Interesting, Paul. I like the idea of one mode of thinking being a 'corrective' or as you say, reset, to the other.
I had read Carr's article recently but it struck me that the question was being asked in the all too familiar, linear thinking, scientific cause and effect way. We don't become stupid (or smart) in a vacuum. Perhaps a broader question would be 'Is technology making us stupid?" For myself, I find Google to be an incredibly powerful tool. For my students (I'm a high school teacher) I find that it is just one more thing that is breaking down there ability to think in a linear fashion, in a broadly connected fashion, or in any fashion that requires time, concentration, and sense of purpose.
… continued from above …Even my better students currently seem to struggle with thinking about something for more than a couple of minutes … then they are pulled away by their cell phones, changing the songs on their ipods, sneaking a peak at their Facebook account, and the like (I haven't even mentioned youtube, video games, and TV yet). As disturbing as this is to watch unfold, it is more disturbing when you add in the possibility of the establishment of millions of neural pathways during the adolescent stage of life … teenagers are building their brain function (or so I've read) while they are going through their life experiences. Does this mean if they never think deeply during their teenage years that they may never fully develop the capacity? What is flitting from distraction to distraction training them for? …doing to their ability to think? Google may only be one slice of a very large pie here.

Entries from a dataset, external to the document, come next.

Issue #179, opened 2023-10-26
Implement Error Handling


anncatton:
Needed for all backend services
- consistent error response types
- logging

Implementation details TBD

b-f-chan:
To be handled in cleanup tickets, closing

Issue #177, opened 2023-10-26
Logging/Debug Configuration for Prisma Clients


anncatton:
Prisma provides some customization options for log levels at the DB level: https://www.prisma.io/docs/concepts/components/prisma-client/working-with-prismaclient/logging

Discuss + implement what we can add to complement the service Logger setup.

PR #221, opened 2023-11-02
🦺 Map out Consent Wizard - Step 2

alyssadsouza:
Adds skeleton endpoints for GET and POST requests at `/wizard/steps/consent-to-release-data` for consent wizard step 2 page
  - Added JSDocs to document the endpoint's parameters and responses
  - Added the`ConsentReleaseDataRequest` and `ConsentReleaseDataResponse` Zod schemas to describe the request/response body
    - Didn't need any unit tests (no special logic)


packages/types/src/entities/ConsentReleaseData.ts
```diff
@@ -0,0 +1,86 @@
...
+
+export const ConsentReleaseDataQuestion = z.enum(CONSENT_RELEASE_DATA_QUESTIONS);
+
+export const ConsentReleaseDataBase = z.object({
+	[ConsentQuestionId.enum.RELEASE_DATA__CLINICAL_AND_GENETIC]: z.boolean(),
+	[ConsentQuestionId.enum.RELEASE_DATA__DE_IDENTIFIED]: z.boolean(),
+	[ConsentReleaseDataQuestion.enum.RELEASE_DATA__FIRST_NAME]: Name,
+	[ConsentReleaseDataQuestion.enum.RELEASE_DATA__LAST_NAME]: Name,
+	[ConsentReleaseDataQuestion.enum.RELEASE_DATA__GENDER_IDENTITY]: Gender,
+	[ConsentReleaseDataQuestion.enum.RELEASE_DATA__OHIP_NUMBER]: OhipNumber.optional(),
```
alyssadsouza, line 62: “OHIP Number” is marked in the UI as required but I'm assuming that just applies to the UI, the request body can have an undefined OHIP number if they check “don’t have an Ontario health card”. The form validation in the UI can check whether the question was responded to.

apps/consent-api/src/routers/consentReleaseData.ts
```diff
@@ -0,0 +1,109 @@
...
+ *       403:
+ *         description: Forbidden. Provided Authorization token is valid but has insufficient permissions to make this request.
+ *       500:
+ *         description: Server error
+ */
+router.get('/', async (req, res) => {
+	logger.info(`GET /wizard/steps/consent-to-release-data`);
+	// TODO: implement when auth layer is ready
+	try {
+		logger.info(`Retrieved informed consent`);
```
samrichca, line 99: change logger message to "retrieved consent to release data"

apps/consent-ui/src/i18n/locales/fr/consent-release-data.ts
```diff
@@ -19,6 +19,23 @@
 
 import { ConsentReleaseDataDictionary } from 'src/i18n/locales/en/consent-release-data';
 
-const dictionary = {} satisfies ConsentReleaseDataDictionary;
+const dictionary = {
```
samrichca, line 22: maybe these keys should use the enum you have below (see the locale/en/common.ts file)

alyssadsouza: ah! I made the enum for that purpose and yet forgot to use it, I knew I would forget something

samrichca: based on what @anncatton said about only updating one service - should we update the dictionary when we build the page in consent-ui?

packages/types/src/entities/ConsentReleaseData.ts
mistryrn: Good callout re: `OhipNumber`

We should probably get confirmation from Brandon regarding the "I don't have an Ontario health card" flow. It's been a while since we discussed it but I think the intention may have been to set it to the special `0000000000` case when someone selects that, allowing us to still meet the "required" field.

Do you mind asking Brandon about that in #ohcrn-dev ?

apps/consent-ui/src/i18n/locales/fr/consent-release-data.ts
anncatton: Yes @samrichca that's def the goal! However, with the consent-api mapping work involving the schema types this kind of overlap will occur, esp since we're using enums in the dictionary keys. I think it's fine to leave those changes in here for now, they are clearly called out in the PR description. The dictionary is a somewhat special case as we don't want to miss adding values as we come across them, (and the changes often look "big" because it's just a lot of text) but perhaps going forward it could be useful to have a secondary pr that is just for dictionary modifications. I'm open to suggestions on what the team thinks is best!

alyssadsouza:
> There's also an unrelated failing test in ClinicianInvite -> looks like we forgot to add the consentToBeContacted field when that got added into the schema. That can be a separate fix tho i think - i'm not sure if that file is modified elsewhere atm

@anncatton that was fixed in `develop` in #219, that's my bad for not pulling changes from `develop`.

anncatton:
> > There's also an unrelated failing test in ClinicianInvite -> looks like we forgot to add the consentToBeContacted field when that got added into the schema. That can be a separate fix tho i think - i'm not sure if that file is modified elsewhere atm
> 
> @anncatton that was fixed in `develop` in #219, that's my bad for not pulling changes from `develop`.

aha ok awesome, thanks for verifying @alyssadsouza

packages/types/src/entities/ConsentReleaseData.ts
```diff
@@ -0,0 +1,86 @@
...
+import { Gender } from './Gender.js';
+import { BirthSex } from './BirthSex.js';
+import { Ancestry } from './Ancestry.js';
+import { HistoryOfCancer } from './HistoryOfCancer.js';
+import { PostalCode } from './PostalCode.js';
+import { GeneticsClinic } from './GeneticsClinic.js';
+import { MolecularLab } from './MolecularLab.js';
+import { OhipNumber } from './OhipNumber.js';
+
+const CONSENT_RELEASE_DATA_QUESTIONS = [
```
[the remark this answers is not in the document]
alyssadsouza: that makes sense, I'll rename this to `ConsentReleaseDataFieldName` instead of `ConsentReleaseDataQuestion` unless @mistryrn disagrees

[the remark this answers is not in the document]
mistryrn: Great idea @anncatton @alyssadsouza ! Yeah let's go with `field names` for the form fields, instead of `questions`. The proposed rename sounds fine to me 👍

apps/consent-api/src/routers/consentReleaseData.ts
```diff
@@ -0,0 +1,123 @@
...
+ *           schema:
+ *             $ref: '#/components/schemas/ConsentReleaseDataRequest'
+ *     responses:
+ *       201:
+ *         description: OK
+ *         content:
+ *           application/json:
+ *             schema:
+ *               $ref: '#/components/schemas/ConsentReleaseDataResponse'
+ *       401:
```
joneubank, line 57: this is out of scope for your ticket but I am writing it here so we think about it...

we need schemas for error responses, the content of the error response message should be declared in the schema and it should be consistent across requests.

apps/consent-api/src/routers/consentReleaseData.ts
```diff
@@ -0,0 +1,123 @@
...
+ *         description: Forbidden. Provided Authorization token is valid but has insufficient permissions to make this request.
+ *       500:
+ *         description: Server error
+ */
+router.post('/', async (req, res) => {
+	logger.info(`POST /wizard/steps/consent-to-release-data`);
+	// TODO: implement when auth layer is ready
+	try {
+		logger.info(`Submitted consent to release data`);
+		const data = ConsentReleaseDataRequest.parse(req.body);
```
joneubank, line 69: If this parse fails then an error is thrown, we should be handling this case and communicating to the requester that the request was rejected due to invalid content. This should result in a response with status 400. The response message should ideally include information about what part of the validation failed but translating the zod parsing is a general task that needs focused work so for now just an error 400 would suffice.

We have an opportunity here to write a function to standardize handling POST request body validation, if you want we can talk about building that out quickly.

apps/consent-api/src/routers/consentReleaseData.ts
```diff
@@ -0,0 +1,123 @@
...
+ *               $ref: '#/components/schemas/ConsentReleaseDataResponse'
+ *       401:
+ *         description: Unauthorized. Authorization information is missing or invalid.
+ *       403:
+ *         description: Forbidden. Provided Authorization token is valid but has insufficient permissions to make this request.
+ *       500:
+ *         description: Server error
+ */
+router.get('/', async (req, res) => {
+	logger.info(`GET /wizard/steps/consent-to-release-data`);
```
joneubank, line 110: Thanks for thinking about logging. To keep all our request logging consistent and not require maintaining logger statements we should use a middleware function added to the server router that consistently logs all incoming requests and their response status.

There is a common library used for this called [morgan](https://npmjs.org/package/morgan), I'm not a huge fan of it's log formatting or the fact that it waits to log until the response is complete, but this would be a quick fix that serves our needs like 90% if you want to set that up.

In any case, we should remove this log statement.

joneubank (changes requested):
Lots more great work here. I found a couple items that need some review, let me know if any questions. :)

packages/types/src/entities/ConsentReleaseData.ts
```diff
@@ -0,0 +1,86 @@
...
+	'RELEASE_DATA__ANCESTRY',
+	'RELEASE_DATA__HISTORY_OF_CANCER',
+	'RELEASE_DATA__FAMILY_HISTORY_OF_CANCER',
+	'RELEASE_DATA__RESIDENTIAL_POSTAL_CODE',
+	'RELEASE_DATA__SELF_REPORTED_CLINICIAN_TITLE',
+	'RELEASE_DATA__SELF_REPORTED_CLINICIAN_FIRST_NAME',
+	'RELEASE_DATA__SELF_REPORTED_CLINICIAN_LAST_NAME',
+	'RELEASE_DATA__SELF_REPORTED_GENETICS_CLINIC',
+	'RELEASE_DATA__SELF_REPORTED_MOLECULAR_LAB',
+] as const;
```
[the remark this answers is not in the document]
anncatton: My thought for using enums was, let's have them for consistent naming of keys, which I think comes from my experience with the form field keys and req/res types we had in dac-ui -> the type checking of keys there always felt muddled. However I see what you mean here about the unwieldiness of this, and with the zod parse option we will have that check on object keys out of the box.
However, there are some cases where I'd like to keep enums in use - the `ConsentQuestionId` here lines up with the prisma schema [enums](https://github.com/OHCRN/platform/blob/develop/apps/consent-das/prisma/schema.prisma#L52), and I like that for consistency across contexts.

Out of curiosity, is there a way to import zod enums in such a way that the enum name doesn't need to be prepended each time (i'm thinking like static imports in java)?

apps/consent-api/src/routers/consentReleaseData.ts
anncatton: This is one of those "we have a ticket for this!" cases: https://github.com/OHCRN/platform/issues/179

Error handling + custom error types has been on my mind for awhile now, this ticket is not spec'd out yet but I'd be down with getting to this sooner rather than later.

apps/consent-api/src/routers/consentReleaseData.ts
anncatton: Generally these "map out" tasks have been to lay the groundwork for the api endpoints, but not entirely implement them, including full validation and correct error responses. That is I think where the "build <endpoint>" tickets come in. Currently @mistryrn and I are going through the existing "build" tickets to make sure they're spec'd out correctly - I would love to add in standardized post request handling, maybe we can add as part of these build tickets?

apps/consent-api/src/routers/consentReleaseData.ts
anncatton: These kinds of log statements I think are part of the mapping out of the endpoints, and were not necessarily intended to be kept around (and I see as I say that, that if that's the case they shouldn't be added in the first place) tbh we need to discuss what logging would be useful in the api/dases.

packages/types/tests/entities/ConsentReleaseData.spec.ts
```diff
@@ -0,0 +1,201 @@
...
+	ConsentReleaseDataRequest,
+	ConsentReleaseDataResponse,
+	Gender,
+	GeneticsClinic,
+	HistoryOfCancer,
+} from '../../src/entities/index.js';
+import { MolecularLab } from '../../src/entities/MolecularLab.js';
+
+describe('ConsentReleaseDataRequest', () => {
+	it('Must provide valid fields', () => {
```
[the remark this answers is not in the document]
anncatton: Yeah I don't disagree with this. We can prune these tests, but maybe we can use some of this work as reference for the unit testing needed on the api endpoints.

apps/consent-api/src/routers/consentReleaseData.ts
anncatton: I should add, there's a ticket for [logging in prisma](https://github.com/OHCRN/platform/issues/177), but not for the consent-api

packages/types/src/entities/ConsentReleaseData.ts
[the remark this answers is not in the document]
alyssadsouza: > Out of curiosity, is there a way to import zod enums in such a way that the enum name doesn't need to be prepended each time (i'm thinking like static imports in java)?

After some googling I found that we can destructure the enum values:
```ts
const { RELEASE_DATA__FIRST_NAME } = ConsentReleaseDataFieldName.enum;
...
[RELEASE_DATA__FIRST_NAME] = 'First Name';
```

apps/consent-api/src/routers/consentReleaseData.ts
joneubank: I will be satisfied with removing these log statements for now, we don't need to expand the scope of this ticket to request logging.

apps/consent-api/src/routers/consentReleaseData.ts
joneubank: I disagree here for two reasons:
1. part of the describing or "mapping" of the endpoint should be getting the error responses correct
2. code was put in place to validate the inputs but the errors were not handled properly

We should get this right as we add in the validation code.

apps/consent-api/src/routers/consentReleaseData.ts
```diff
@@ -0,0 +1,112 @@
...
+ *         description: Unauthorized. Authorization information is missing or invalid.
+ *       403:
+ *         description: Forbidden. Provided Authorization token is valid but has insufficient permissions to make this request.
+ *       500:
+ *         description: Server error
+ */
+router.post('/', async (req, res) => {
+	// TODO: implement when auth layer is ready
+	try {
+		try {
```
anncatton, line 62: i think instead this should be one try/catch block - i'm not sure with this setup if the outer catch would ever be reached 🤔 . we should be able to check what is returned from the `.parse()` call by checking the `error` type in the catch block, and return a 400 if it's a ZodError, and otherwise return a 500. i'm thinking something like:
```
try {
// parse()
// return 201
} catch(error) {
if (error instanceof ZodError) {
// return 400
else {
// return 500
}
```
there'll be much more info in the ZodError object on what exactly failed to parse, but i think for the purposes of this ticket a general check is fine.

anncatton (commented):
Thanks for cleaning up all the tests we didn't need, this is so much more readable. Just one comment about that try/catch - we can also run that past @joneubank to see if that will address his feedback about the error handling.

apps/consent-api/src/routers/consentReleaseData.ts
alyssadsouza: hmm looks like we'll need to move zod outside of types and into the root folder to import that error

packages/types/src/entities/Error.ts
```diff
@@ -0,0 +1,22 @@
...
+ * SHALL THE COPYRIGHT HOLDER OR CONTRIBUTORS BE LIABLE FOR ANY DIRECT, INDIRECT,
+ * INCIDENTAL, SPECIAL, EXEMPLARY, OR CONSEQUENTIAL DAMAGES (INCLUDING, BUT NOT LIMITED
+ * TO, PROCUREMENT OF SUBSTITUTE GOODS OR SERVICES; LOSS OF USE, DATA, OR PROFITS;
+ * OR BUSINESS INTERRUPTION) HOWEVER CAUSED AND ON ANY THEORY OF LIABILITY, WHETHER
+ * IN CONTRACT, STRICT LIABILITY, OR TORT (INCLUDING NEGLIGENCE OR OTHERWISE) ARISING IN
+ * ANY WAY OUT OF THE USE OF THIS SOFTWARE, EVEN IF ADVISED OF THE POSSIBILITY OF SUCH DAMAGE.
+ */
+
+import { ZodError } from 'zod';
+
```
anncatton, line 21: maybe just add a comment here about why we're exporting this, and that it's just the initial portion of implementing error handling.

anncatton (approved):
this looks good to me, let's see if jon is also happy with it 😛

packages/types/src/entities/Error.ts
joneubank: Yeah, what is this about? Why wouldn't other places jsut import directly from zod?

apps/consent-api/src/routers/consentReleaseData.ts
```diff
@@ -0,0 +1,111 @@
...
+ * SHALL THE COPYRIGHT HOLDER OR CONTRIBUTORS BE LIABLE FOR ANY DIRECT, INDIRECT,
+ * INCIDENTAL, SPECIAL, EXEMPLARY, OR CONSEQUENTIAL DAMAGES (INCLUDING, BUT NOT LIMITED
+ * TO, PROCUREMENT OF SUBSTITUTE GOODS OR SERVICES; LOSS OF USE, DATA, OR PROFITS;
+ * OR BUSINESS INTERRUPTION) HOWEVER CAUSED AND ON ANY THEORY OF LIABILITY, WHETHER
+ * IN CONTRACT, STRICT LIABILITY, OR TORT (INCLUDING NEGLIGENCE OR OTHERWISE) ARISING IN
+ * ANY WAY OUT OF THE USE OF THIS SOFTWARE, EVEN IF ADVISED OF THE POSSIBILITY OF SUCH DAMAGE.
+ */
+
+import { Router } from 'express';
+import { ConsentReleaseDataRequest, ZodError } from 'types/entities';
```
joneubank, line 21: Importing zod from our own module feels weird... we should be directly importing from zod, no?

apps/consent-api/src/routers/consentReleaseData.ts
```diff
@@ -0,0 +1,111 @@
...
+		const data = ConsentReleaseDataRequest.parse(req.body);
+		// TODO: make updates and return modified data
+		res.status(201).send(data);
+	} catch (error) {
+		logger.error(error);
+		if (error instanceof ZodError) {
+			res.status(400).send({ message: 'Bad Request' });
+		} else {
+			res.status(500).send({ message: 'Server error' });
+		}
```
joneubank, line 71: Glad to see this. If this pattern gets repeated a lot, as I suspect it will be, theres probably a use for a function for to do request error handling.

joneubank (approved):

packages/types/src/entities/Error.ts
alyssadsouza: copying from one of my previous comments:
>hmm looks like we'll need to move zod outside of types and into the root folder to import that error
instead of doing that, I'll add an Error.ts schema to types which we can use when we add custom schemas for error handling, and just export the zod error type from there for now

after talking with @anncatton we agreed on not moving the Zod import to the root directory for this, since it is just a temporary method for error handling. I'm guessing any Zod types like `ZodError` will be encompassed in some `Error` schema when we actually implement proper error handling, making imports from Zod here just temporary.

alyssadsouza: I'll add a comment there for clarity though

anncatton (approved):

PR #222, opened 2023-11-02
🦺 #203: map out consent wizard step 3

samrichca:
- add router for consent wizard step 3 get & post requests
- add zod schemas & jsdocs
- no unit tests required


packages/types/src/entities/ConsentResearchParticipation.ts
```diff
@@ -0,0 +1,45 @@
...
+export const ConsentResearchParticipationBase = z.object({
+	[ConsentQuestionId.enum.RESEARCH_PARTICIPATION__CONTACT_INFORMATION]: z.boolean(),
+	[ConsentQuestionId.enum.RESEARCH_PARTICIPATION__FUTURE_RESEARCH]: z.boolean(),
+});
+
+export const ConsentResearchParticipationRequest = ConsentResearchParticipationBase;
+export type ConsentResearchParticipationRequest = z.infer<
+	typeof ConsentResearchParticipationRequest
+>;
+export const ResearchParticipationRequestSchema: SchemaObject = generateSchema(
```
alyssadsouza, line 35: definitely nit picking here but should this also be prefixed with `Consent` i.e. `ConsentResearchParticipationRequestSchema`? if not then for consistency I think I should change to match this in #221.

packages/types/tests/entities/ConsentResearchParticipation.ts
alyssadsouza, line 1: missing the `spec.ts` file extension - I ran the tests and was like ... shouldn't there be 21 tests...? 🕵️

packages/types/src/entities/ConsentResearchParticipation.ts
samrichca: not nitpicking at all, i thought i'd caught all of these. good eye!

packages/types/tests/entities/ConsentResearchParticipation.ts
samrichca: 23 now 🌽

alyssadsouza (commented):
Looks good to me!

packages/types/tests/entities/ConsentResearchParticipation.spec.ts
```diff
@@ -0,0 +1,86 @@
...
+	ConsentQuestionId,
+	ConsentResearchParticipationRequest,
+	ConsentResearchParticipationResponse,
+} from '../../src/entities/index.js';
+
+describe('ConsentResearchParticipationRequest', () => {
+	it('Must use boolean values', () => {
+		expect(
+			ConsentResearchParticipationRequest.safeParse({
+				[ConsentQuestionId.enum.RESEARCH_PARTICIPATION__CONTACT_INFORMATION]: true,
```
anncatton, line 32: thanks for the separate tests for req/res

apps/consent-api/src/routers/consentResearchParticipation.ts
```diff
@@ -0,0 +1,111 @@
...
+ *         description: Forbidden. Provided Authorization token is valid but has insufficient permissions to make this request.
+ *       500:
+ *         description: Server error
+ */
+router.get('/', async (req, res) => {
+	logger.info(`GET /wizard/steps/consent-for-research-participation`);
+	// TODO: implement when auth layer is ready
+	try {
+		logger.info(`Retrieved Consent for Research Participation`);
+		res.status(200).send({
```
anncatton, line 101: same comment as above

packages/types/src/entities/ConsentResearchParticipation.ts
```diff
@@ -0,0 +1,45 @@
...
+ * ANY WAY OUT OF THE USE OF THIS SOFTWARE, EVEN IF ADVISED OF THE POSSIBILITY OF SUCH DAMAGE.
+ */
+
+import { z } from 'zod';
+import { generateSchema } from '@anatine/zod-openapi';
+import type { SchemaObject } from 'openapi3-ts/oas31';
+
+import { ConsentQuestionId } from './ConsentQuestion.js';
+
+export const ConsentResearchParticipationBase = z.object({
```
anncatton, line 26: i think you mentioned this in the step 2 PR @alyssadsouza , about destructuring the enum - do you wanna use that in these prs for the `ConsentQuestionId` keys?

apps/consent-api/src/routers/consentResearchParticipation.ts
```diff
@@ -0,0 +1,113 @@
...
+ *         description: Forbidden. Provided Authorization token is valid but has insufficient permissions to make this request.
+ *       500:
+ *         description: Server error
+ */
+router.post('/', async (req, res) => {
+	logger.info(`POST /wizard/steps/consent-for-research-participation`);
+	// TODO: implement when auth layer is ready
+	try {
+		try {
+			const data = ConsentResearchParticipationRequest.parse(req.body);
```
anncatton, line 64: same feedback as in step 2, let's get rid of the nested try/catch and do an error type check to differentiate between a parsing error and a general "something went wrong" 500.

anncatton (changes requested):
Mainly commenting on the try/catch in the `POST`, same as in step 2.

packages/types/src/entities/ConsentResearchParticipation.ts
alyssadsouza: yup good idea!

anncatton: 🙏

anncatton (commented):
this looks good to me, but we'll wait on step-2 being reviewed/merged

anncatton (approved):
lgtm 🚀 🎸 🪨

Issue #204, opened 2023-10-30
Map Out Consent API Endpoints --> Consent Wizard Step 4


samrichca:
Map out the Consent API endpoints & requests needed for the Consent Wizard Step 4 Consent to Recontact

[Mockup Link](https://www.figma.com/proto/uft9F45tddCba46xnL4Tfg/OHCRN%2FDev%2FMVP?type=design&node-id=41-13068&t=HldMEc19CwIOzLdo-0&scaling=min-zoom&page-id=2%3A11926)

**Expected Outcomes:**

- [ ] Swagger Docs listing the required endpoints/requests --> Can be single Wiki page with different sub-section for each UI page
    - [ ] List of specific web requests to be made (e.g. POST)
    - [ ] Type of method used
    - [ ] Query parameters
    - [ ] Message body structure
    - [ ] URLs required
    - [ ] What validations are needed on API side when request is received
    - [ ] Final output --> A ZOD object that encapsulates the BODY of the request (actual code sample)
    - [ ] **Document in the Wiki for each endpoint:**
        - [ ] Request parameters
        - [ ] Request body
        - [ ] Response body

b-f-chan:
Assigning to @alyssadsouza as agreed to finish design & PR review

b-f-chan:
Merged, closing

PR #223, opened 2023-11-02
🦺 #204: map out consent wizard step 4 

samrichca:
- add router for consent wizard step 3 get & post requests
- add zod schemas & jsdocs
- add unit tests


packages/types/src/entities/ConsentRecontact.ts
```diff
@@ -0,0 +1,38 @@
...
+
+import { z } from 'zod';
+import { generateSchema } from '@anatine/zod-openapi';
+import type { SchemaObject } from 'openapi3-ts/oas31';
+
+import { ConsentQuestionId } from './ConsentQuestion.js';
+
+export const ConsentRecontactBase = z.object({
+	[ConsentQuestionId.enum.RECONTACT__FUTURE_RESEARCH]: z.boolean(),
+	[ConsentQuestionId.enum.RECONTACT__SECONDARY_CONTACT]: z.boolean(),
```
alyssadsouza, line 28: this will also need to include the secondary contact info fields that we collect if they choose "Yes" to secondary contact:
image

apps/consent-api/src/routers/consentRecontact.ts
```diff
@@ -0,0 +1,111 @@
...
+ *         description: Forbidden. Provided Authorization token is valid but has insufficient permissions to make this request.
+ *       500:
+ *         description: Server error
+ */
+router.post('/', async (req, res) => {
+	logger.info(`POST /wizard/steps/consent-for-recontact`);
+	// TODO: implement when auth layer is ready
+	try {
+		logger.info(`Submitted Consent for Re-Contact`);
+		res.status(201).send({
```
anncatton, line 62: same feedback as in the step-3 pr: let's define these mock responses as separate vars + `TODO` so it's really obvious it's mock data

apps/consent-api/src/routers/consentRecontact.ts
```diff
@@ -0,0 +1,111 @@
...
+ *       500:
+ *         description: Server error
+ */
+router.get('/', async (req, res) => {
+	logger.info(`GET /wizard/steps/consent-for-recontact`);
+	// TODO: implement when auth layer is ready
+	try {
+		logger.info(`Retrieved Consent for Re-Contact`);
+		res.status(200).send({
+			[ConsentQuestionId.enum.RECONTACT__FUTURE_RESEARCH]: true,
```
anncatton, line 102: same as above

packages/types/src/entities/ConsentRecontact.ts
anncatton: following that we'll have to add tests for this too, thanks for pointing this out @alyssadsouza 

This relates back to my comment on step 2 PR https://github.com/OHCRN/platform/pull/221#discussion_r1381829401 -> i think we should refer to these as `fieldNames` or something similar to differentiate them

apps/consent-api/src/routers/consentRecontact.ts
```diff
@@ -0,0 +1,112 @@
...
+ *         description: Unauthorized. Authorization information is missing or invalid.
+ *       403:
+ *         description: Forbidden. Provided Authorization token is valid but has insufficient permissions to make this request.
+ *       500:
+ *         description: Server error
+ */
+router.post('/', async (req, res) => {
+	// TODO: implement when auth layer is ready
+	try {
+		try {
```
anncatton, line 62: same comment for this nested try/catch as in steps 2 and 3 🙂

packages/types/tests/entities/ConsentRecontact.spec.ts
```diff
@@ -0,0 +1,84 @@
...
+
+import { describe, expect, it } from 'vitest';
+
+import {
+	ConsentQuestionId,
+	ConsentRecontactBase,
+} from '../../src/entities/index.js';
+
+describe('ConsentRecontactBase', () => {
+	it('Must define secondary contact info if user consented to secondary contact', () => {
```
anncatton, line 28: Following Jon's feedback in [step 2](https://github.com/OHCRN/platform/pull/221#discussion_r1382640542), can we add test descriptions for each scenario that is being tested here? i.e.:

`it('Parses correctly when secondary consent is indicated and required fields are provided')`
`it('Fails to parse when secondary consent is indicated but secondaryContactPhoneNumber is not provided')` etc etc

so that the intention of each test is very clear.

anncatton (changes requested):
Just some smol changes, as in the other step PRs 🙂

anncatton (approved):
Thanks for updating the tests + that `TODO`! 🚀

Is it the internet or is it Life? I, too, find I am more easily distracted, but it began before Google with the birth of my children which coincided with the upward momentum of my career — which itself coincided with the era of multi-tasking. As I sat down to write this, the cat jumped up on the (newly replaced) screen in my door, the timer went off on the dryer, my (now 24 year old) called me from upstairs and the dogs raised the alarm over an unidentified danger. On the way down to the drier I checked a pot on the stove and let the cat out. And, oh, yes, the whole time I have been carrying around the novel I interrupted reading so I could jot down this comment for you.
A related point: I'm a professional writer, and I find that the way I write actually depends on the way I am writing. My skills with a pen are so poor these days that I am less flowery and more to-the-point if I write with a pen than with a keyboard. When typing, even using the same technology (MS Word) and for the same purpose (writing a news story, say), the way I write depends a little on the size of my screen… when I'm at a conference filing stories from my netbook, my sentences are shorter and the overall structure of the piece simpler and more to-the-point, I think because I can't see as much of my own work on the smaller screen than I would at home on my larger laptop. Am I actually thinking differently? I suspect so!